SQLite PITR Operator Guide
Tune SQLite PITR retention, storage budgets, and recovery procedures for Rivet Actors.
Scope
SQLite PITR keeps logical recovery points inside Rivet storage so operators can restore or fork an actor after application-level mistakes.
PITR is logical recovery only. It is NOT a backup against FoundationDB cluster loss. Object-store tiering is the eventual DR story.
Retention And Cost
PITR storage has two parts:
- Checkpoints: full actor SQLite snapshots created by the compactor.
- Retained DELTAs: per-commit page changes kept until they age out of the retention window and are covered by a checkpoint.
The live SQLite cap remains separate from PITR overhead. Live bytes are tracked in /META/storage_used_live; checkpoints and retained DELTAs are tracked in /META/storage_used_pitr.
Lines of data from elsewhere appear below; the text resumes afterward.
PR #304, opened 2019-05-29
Fix LegacyInitOperation `toJson`

truongsinh:
`toJson()` should always return a `<String, dynamic>` not something else, especially not `String` (`InitOperation` is working fine, only `LegacyInitOperation` is broken)

Fix https://github.com/zino-app/graphql-flutter/issues/134

After merging to master, we should pump patch version so that people can use this fix.

### DIFF
--- a/packages/graphql/lib/src/websocket/messages.dart
+++ b/packages/graphql/lib/src/websocket/messages.dart
@@ -33,7 +33,7 @@ class MessageTypes {
 }
 
 abstract class JsonSerializable {
-  dynamic toJson();
+  Map<String, dynamic> toJson();
 
   @override
   String toString() => toJson().toString();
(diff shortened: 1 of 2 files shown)


packages/graphql/lib/src/websocket/messages.dart
```diff
@@ -74,15 +74,15 @@ class LegacyInitOperation extends InitOperation {
...
+  Map<String, dynamic> toJson() {
     final Map<String, dynamic> jsonMap = <String, dynamic>{};
     jsonMap['type'] = type;
 
     if (payload != null) {
       jsonMap['payload'] = json.encode(payload);
     }
 
-    return json.encode(jsonMap);
+    return jsonMap;
```
mainawycliffe: Why are we removing JSON encoder?

truongsinh: as explain the description of this PR, toJson() should always return a <String, dynamic> not something else, especially not String.

PR #311, opened 2019-05-31
Chore/skip browser test

truongsinh:
skip 3 tests on browser platform, relating to the effort to make this package compatible to web/browser #295.

You can test this PR by running `pub run test test -p chrome` and `pub run test test -p vm`.

`pub run test test -p chrome` is not yet supported on CI, see https://github.com/cirruslabs/docker-images-flutter/issues/17

Issue #295, opened 2019-05-24
make `graphql/client.dart` web compatible


micimize:
We've received a handful of complaints about the `dart:io` dependency, which makes `graphql/client.dart` [incompatible](https://api.dartlang.org/stable/2.3.1/dart-io/dart-io-library.html) with web:

> **Important**: Browser-based applications can't use this library. Only servers, command-line scripts, and Flutter mobile apps can import and use dart:io.

This should be avoidable.

Current progress and corresponding MR:

- [x] memory persistent #325
- [x] GraphQL upload file #328
- [x] websocket #323

micimize:
`dart:io` is used:
* in `lib/src/cache/in_memory.dart` for persistence
* in `lib/src/core/raw_operation_data.dart` for `File` handling
* in `lib/src/link/http/link_http.dart` for `File` upload logic
* in `lib/src/socket_client.dart` for `CompressionOptions`, `WebSocket`, and `WebSocketStatus`

micimize:
We can probably replace file logic with https://pub.dev/packages/file, but it seems like `WebSockets` will require some toggle logic between `dart:io` and `dart:html`. I think we can do a [conditional export](https://github.com/sass/dart-sass/blob/3b6730369bdff9bb7859411c82e4b21f194d2514/lib/src/io.dart)

adelcasse:
Considering Websocket (that's our pain point with @kei42 for now), I've come across this lib https://github.com/dart-lang/web_socket_channel

Maybe a solution would be to use it or take inspiration to wrap both dart:io and dart:html Websocket implementations ?

micimize:
@adelcasse that's the right direction - maybe something more minimalist, idk much about websockets though. I'm not sure exactly, but I think we can leverage the conditional export to avoid any api differences between the platform (as opposed to shared interface with injection).

It'll probably be a bit before I have the time to get to this

adelcasse:
beware on conditional import as I think the implementations on io and html are not the same (different methods, ...). @kei42 might confirm as he tried but we have pull different code conditionally, not only imports

kei42:
Indeed as far as I've seen there is no "connect" method in dart:html and there are no stream handling either. 
 To connect on dart:html you just need this line:
`WebSocket(url,
          protocols: protocols);`
where as for dart:io 
`WebSocket.connect(url,
          protocols: protocols,
          headers: headers,
          compression: config.compression);`

micimize:
[...]

PR #312, opened 2019-05-31
avoid mutate input data

truongsinh:
Should be merged only after #311.

increase test coverage on `dart:io` related, relating to the effort to make this package compatible to web/browser #295.

While doing this, I happen to discover a bug that we are currently mutating input data

### DIFF
--- a/packages/graphql/lib/src/utilities/helpers.dart
+++ b/packages/graphql/lib/src/utilities/helpers.dart
@@ -36,14 +36,14 @@ Map<String, dynamic> _recursivelyAddAll(
   Map<String, dynamic> target,
   Map<String, dynamic> source,
 ) {
-  target = unwrapMap(target);
+  target = Map.from(unwrapMap(target));
   source = unwrapMap(source);
   source.forEach((String key, dynamic value) {
     if (target.containsKey(key) &&
         target[key] is Map &&
         value != null &&
         value is Map<String, dynamic>) {
-      _recursivelyAddAll(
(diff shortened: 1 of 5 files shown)


mainawycliffe:
@truongsinh this PR has a commit from another PR, on [tests](https://github.com/zino-app/graphql-flutter/pull/312/commits/8e9aef8d184cc855820646f75e19043f51991f36)

truongsinh:
@mainawycliffe it's true that it depends on #311. My plan is to wait for #311 to be merged, and then merge this one, and then merge #313. I try to break my work as small as possible but still meaning full for easier review.

mainawycliffe:
if they are related, i think you should consolidate them. It's much easier plus the approval process and merge process is quite different. I can review and approve your changes but I can't merge them, so essentially i will end up reviewing the same commit multiple times.

HofmannZ:
@truongsinh I’m really a fan of small PRs 👍🏼

packages/graphql/lib/src/utilities/helpers.dart
```diff
@@ -36,14 +36,14 @@ Map<String, dynamic> _recursivelyAddAll(
   Map<String, dynamic> target,
   Map<String, dynamic> source,
 ) {
-  target = unwrapMap(target);
+  target = Map.from(unwrapMap(target));
```
micimize: good catch - I though prepending an empty literal in `deeplyMergeLeft` would do this, but it doesn't because of the deep traversal.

Use shorter retention for high-write actors, and use longer checkpoint intervals when checkpoint size dominates cost. A healthy setup keeps pitr_namespace_used_bytes comfortably below pitr_namespace_budget_bytes.
Recommended Defaults
Start conservative:
{
"default_retention_ms": 86400000,
"default_checkpoint_interval_ms": 3600000,
"default_max_checkpoints": 25,
"pitr_max_bytes_per_actor": 1073741824,
"pitr_namespace_budget_bytes": 1099511627776
}
That gives roughly one day of hourly checkpoints, plus retained DELTAs between checkpoints.
Capability Gates
Namespace config separates capabilities:
| Field | Grants |
|---|---|
allow_pitr_read | DryRun restore, retention reads, and point inspection. |
allow_pitr_destructive | Apply restore. |
allow_pitr_admin | Retention updates and refcount repair. |
allow_fork | Actor fork operations. |
Keep destructive and admin capabilities off for namespaces that only need read-only diagnostics.
Restore Runbook
- Confirm PITR is enabled and the target is reachable with DryRun.
- Start Apply restore.
- Expect existing WebSockets to close with
1012 actor.restore_in_progress. - Watch the operation SSE stream or poll the operation record.
- Confirm the actor resumes after the operation reaches
Completed.
If restore reaches Failed, the actor intentionally remains suspended. Inspect the operation record, verify whether storage is consistent, then resume manually only after deciding it is safe.
Fork Runbook
- Confirm both source and destination namespaces allow fork.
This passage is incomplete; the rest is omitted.